PR #968, opened 2022-04-20
Requests: Fix patterns.

Gacko:
It seems those release patterns got a bit misunderstood in the past. I fixed them and attached more details and code snippets in the corresponding commit messages.

~~To make sure we're not breaking tests for already released versions, I fixed the pattern to what they are actually doing instead of what they were intended to do.~~

I ported back `kube-state-metrics` and `cert-manager` as requested by @ubergesundheit.

### DIFF
--- a/aws/requests.yaml
+++ b/aws/requests.yaml
@@ -15,6 +15,12 @@ releases:
     version: ">= 2.9.0"
   - name: chart-operator
     version: ">= 2.20.1"
+- name: "> 17.1.0 < 17.2.0"
+  requests:
+  - name: kube-state-metrics
+    version: ">= 1.9.0"
+  - name: cert-manager
+    version: ">= 2.13.0"
 - name: "> 17.0.0"
   requests:
   - name: coredns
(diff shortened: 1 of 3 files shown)


ubergesundheit:
I would suggest pinging the right people (those who made the original requests) here.

Gacko:
So... one of them is you. The other one was @whites11, IIRC.

aws/requests.yaml
```diff
@@ -1,5 +1,5 @@
 releases:
-- name: "> 16.1.1 > 16.3.1 > 16.4.1 > 17.1.0 > 17.2.0"
+- name: "> 17.2.0"
```
ubergesundheit, line 2: Will this make sure kube-state metrics 1.9.0 or higher will end up in lets say release 16.4.2 ?

Gacko: No it doesn't. As mentioned in the PR description I only fixed the patterns to what they are actually doing, not to what they were intended to do. So there already may be some 16.x releases which are not applying to this request. Implementing what this pattern was intended to do could break already released versions.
★ ★ ★
Take the entries above and copy out all lines with the string "already".

~~To make sure we're not breaking tests for already released versions, I fixed the pattern to what they are actually doing instead of what they were intended to do.~~
Gacko: No it doesn't. As mentioned in the PR description I only fixed the patterns to what they are actually doing, not to what they were intended to do. So there already may be some 16.x releases which are not applying to this request. Implementing what this pattern was intended to do could break already released versions.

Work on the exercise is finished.